Periodic Reporting for period 2 - R2-TENSION (In-situ spatiotemporal imaging of membrane hydration, electrostatics, tension and curvature to understand cell response to osmotic shocks and cell migration.)
Reporting period: 2023-05-01 to 2024-10-31
Lipid membranes compartmentalize and protect cells from the environment, and selectively permit transport. This functionality derives from unique membrane properties: 5 nm thick, yet fluid, deformable, resistant to stress and chemically complex. The physicochemical properties of membranes are expected to have a major impact on cell life, but the tools to measure the relevant multiscale and dynamic parameters in-vitro and, more importantly, in-vivo membranes are lacking. An essential property of membranes, their hydration and charge state, both needed for membrane integrity and playing a vital role in cell survival is not understood beyond the level of continuum theory.

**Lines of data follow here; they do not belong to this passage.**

PR #2799, opened 2025-05-14
improve: PrimaryUpdateAndCacheUtils locks, naming and doc improvements

csviri:
TODO
- cache utils test

### DIFF
--- a/docs/content/en/docs/documentation/reconciler.md
+++ b/docs/content/en/docs/documentation/reconciler.md
@@ -211,7 +211,7 @@ public UpdateControl<StatusPatchCacheCustomResource> reconcile(
 ```
 
 After the update `PrimaryUpdateAndCacheUtils.ssaPatchStatusAndCacheResourceWithLock` puts the result of the update into an internal
-cache and will the framework will make sure that the next reconciliation will contain the most recent version of the resource.
+cache and the framework will make sure that the next reconciliation contains the most recent version of the resource.
 Note that it is not necessarily the version of the resource you got as response from the update, it can be newer since other parties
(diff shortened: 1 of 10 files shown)


csviri:
@xstefank @metacosm this is the next iteration of the primary caches. 

It provides an additional and I think preferred way to update the internal caches using update method with retryable optimistic locking. I think this should be the default what users should use.

To be honest I'm a bit hesitant if we should provide the other approaches at this point. But would do this in a way that we merge this and in case I remove it in a subsequent PR.

docs/content/en/docs/documentation/reconciler.md
```diff
@@ -201,27 +204,32 @@ public UpdateControl<StatusPatchCacheCustomResource> reconcile(
...
     
     return UpdateControl.noUpdate();
   }
 ```
 
-In the background `PrimaryUpdateAndCacheUtils.ssaPatchAndCacheStatus` puts the result of the update into an internal
-cache and will make sure that the next reconciliation will contain the most recent version of the resource. Note that it
-is not necessarily the version of the resource you got as response from the update, it can be newer since other parties
+After the update `PrimaryUpdateAndCacheUtils.ssaPatchStatusAndCacheResourceWithLock` puts the result of the update into an internal
+cache and will the framework will make sure that the next reconciliation will contain the most recent version of the resource.
```
metacosm, line 214:
```suggestion
cache and the framework will make sure that the next reconciliation contains the most recent version of the resource.
```

metacosm:
Can we delete the branch?

csviri:
sure

PR #2806, opened 2025-05-16
fix: restore backwards compatibility

metacosm:


csviri (approved):

metacosm:
> Hmm didn't we move the matcher to configuration object?

This is the configuration object.

csviri:
I mean if we can remove the constructor below.

metacosm:
> I mean if we can remove the constructor below.

No, it's needed by both the builder and the converter.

To enable quantitative physics, and physical chemistry for biology Roux and Roke, R2, will join their expertise on molecular biology & biophysics and physics & interfacial chemistry & optics to create tools to measure membrane water and ion fluxes, and image 3D fields of electrostatic free energy, membrane tension and curvature. We will understand how molecular factors, such as the influence of the aqueous phase and interfacial electrostatics, are coupled to tension and curvature under dynamic conditions such as osmosis in artificial and cellular membranes. Obtaining the first temporally resolved, 3D maps of hydration, free energy, tension and curvature at the nanoscale in migrating cells and cells experiencing osmotic shocks we will quantify membrane physical parameters in two processes essential for cell survival, for which currently no data is available: Osmotic shock response and cell migration. Osmotic shock response plays an important role in infections, kidney and intestine function. Cell migration is essential to many cell processes, for example the spreading of cancer, wound repair and the immunological response, as well as food search in unicellular organisms.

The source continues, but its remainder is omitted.